Then the disciples of John came to him with the question,
How is it that we and the Pharisees fast on many occasions, but not your disciples?
Jesus answered them,
How can you expect wedding guests to mourn as long as the bridegroom is with them? The time will come, when the bridegroom will be taken away from them, and then they will fast.
Criticizing someone because that person does not conform to certain expectations happens everyday. In today’s gospel, the issue on fasting was yet another thing the people found to criticize Jesus. Like John’s disciples, we have a tendency to interpret certain pious practices in a bigoted way. Fasting is often seen from the narrow view of not eating or drinking, yet there is more to it than that. Jesus challenges us to see the bigger picture, that there is a time for fasting and for feasting.

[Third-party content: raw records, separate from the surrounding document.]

PR #533, opened 2023-09-10
Add track coloring to grid view

PaulFreund:
Track color is generated randomly if unset, can be changed in edit (blue) mode by holding a populated clip and rotating the vertical encoder.

Changing track colors: Track color can be changed by holding any populated clip in a column and rotating the vertical encoder (v^). For fine changes to the color press the encoder while turning.

Thank you very much @stellar-aria for the cooperation and color mathing :)


stellar-aria (approved):
LGTM

PR #539, opened 2023-09-12
Randomization & Randomization Variants

tastycode:
This PR introduces randomization for several experiences in the Deluge.

- Synth Browser: Press `Y_ENC`, you'll jump a random number of spots ahead. This breaks up the monotony of hearing the same sequence of presets over and over again. I only get to around 40% of my library of presets because of this.
- Any integer control: e.g. Saturation, Env1Attack. Pressing Y_ENC once the control is on the screen jumps to a random value within the valid range of the control.
- Any list control: e.g. LFO1 Type, jumps to a random element in the list

**Not Implemented**
- Reset to original value. This is tricky, I just tried to make it reset to the original value at the beginning of the session (when beginSession) is called, and can't seem to get that to work. 
- Decimal control randomization. This one is tricky for some reason.
- There's some debug code still laying around somewhere

https://github.com/SynthstromAudible/DelugeFirmware/assets/809953/db7ec804-52a3-4d0e-8e32-f58fc3c7cbaf

### DIFF
--- a/src/deluge/gui/ui/browser/browser.cpp
+++ b/src/deluge/gui/ui/browser/browser.cpp
@@ -1474,49 +1474,9 @@ ActionResult Browser::buttonAction(hid::Button b, bool on, bool inCardRoutine) {
 		}
 	} else if (b == X_ENC) {
 		if (on && currentUIMode == UI_MODE_NONE) {
-			fileIndexSelected = floor((random() * fileItems.getNumElements()) - 1);
-
-
-	if (scrollPosVertical > fileIndexSelected) {
-		scrollPosVertical = fileIndexSelected;
-	}
-	else if (scrollPosVertical < fileIndexSelected - NUM_FILES_ON_SCREEN + 1) {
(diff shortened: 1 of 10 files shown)


src/deluge/gui/ui/browser/browser.cpp
```diff
@@ -1472,14 +1478,33 @@ ActionResult Browser::buttonAction(hid::Button b, bool on, bool inCardRoutine) {
...
+
+			int32_t jumpCount = validFileItemsCount > 30 ? 30 : validFileItemsCount;
+
+			int32_t nextFileIndexSelected = random() % (jumpCount - 1);
+			int32_t offset = nextFileIndexSelected - fileIndexSelected;
+			fileIndexSelected = nextFileIndexSelected;
+			while (offset != 0) {
+				if (offset < 0) {
+					offset += 1;
+					selectEncoderAction(-1);
```
tastycode, line 1493: I know this is gross. Every other method I tried would result in a corrupted file list. The only choice I had was to pretend that the user scrolled for some random number of times.

tastycode:
Closing to prevent clutter.

PR #542, opened 2023-09-12
Add timestamp functions to Debug::print.

jamiefaye:
Code that prepends a 32 bit timestamp to Debug::print messages. Also includes a RoutineTimer that works like a stopwatch and includes durations.


src/deluge/drivers/uart/uart.h
```diff
@@ -32,7 +32,7 @@
  * and set HAVE_RTT to 0. Though this configuration hasn’t been tested for a while...
  */
 #ifndef ENABLE_TEXT_OUTPUT
-#define ENABLE_TEXT_OUTPUT 0
+#define ENABLE_TEXT_OUTPUT 1
```
m-m-adams, line 35: Is this intentional or did it slip in? The cmake config assumes the default is 0 and sets it to 1 in debug and relwithdebinfo builds

src/deluge/processing/engines/audio_engine.cpp
```diff
@@ -247,7 +247,7 @@ Voice* cullVoice(bool saveVoice, bool justDoFastRelease) {
 
 	uint32_t bestRating = 0;
 	Voice* bestVoice = NULL;
-
+	Debug::println("cull");
```
m-m-adams, line 250: Doesn't this lead to duplicated lines? There's printing in the routine function for culls as well

jamiefaye: It is a duplicate that won't go in the final.

src/deluge/drivers/uart/uart.h
jamiefaye: We can drop this part too and let cmake handle matters.

jamiefaye (commented):
Don't be afraid to tear into this with your comments.

src/deluge/io/debug/print.cpp
```diff
@@ -27,11 +27,109 @@ extern "C" {
 
 namespace Debug {
 
+constexpr uint32_t kNumSamplesBetweenReports = 44100;
+
+constexpr bool SysExLoggingEnabled = true;
```
m-m-adams, line 32: can this be a pre processor define? It'll make it easier to configure

src/deluge/io/debug/print.cpp
```diff
@@ -67,4 +166,306 @@ void print(int32_t number) {
...
+    : label(label), timeBase(timeBase), active(false), accumulator(0), count(0), t0(0) {
+}
+
+void AverageVOT::note(uint32_t value) {
+#if ENABLE_TEXT_OUTPUT
+	if (!active) {
+		count = 0;
+		accumulator = 0;
+		active = true;
+		asm volatile("MRC p15, 0, %0, c9, c13, 0" : "=r"(t0) :);
```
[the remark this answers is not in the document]
jamiefaye: It already has one! I should be using that.

src/deluge/io/debug/print.cpp
jamiefaye: I did add a #define SYSEX_LOGGING_ENABLED which is defaulted to false if not defined by the build configuration

src/deluge/io/debug/print.cpp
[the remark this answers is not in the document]
jamiefaye: I added an "always inlined" function that uses a reference to the variable to be updated.

src/deluge/io/debug/print.cpp
m-m-adams: Thanks! I just want to make it easy to find if it needs to be turned on/off

m-m-adams (approved):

To be with Jesus is a time of feasting as in a wedding celebration when everyone shares in the joy of the new couple. But there is also a time when Jesus’ followers must fast as they bear the crucible of humiliation and cleansing in their discipleship. Fasting and feasting are part of one continuum. Often in practicing our Christian faith we fail to give witness to the joy of being loved and forgiven by God. The disciples who accompanied Jesus were feasting in the love given them by Jesus while at the same time fasting from being self-righteous and critical. Can we feast as beloved sinners and fast from being critical towards others?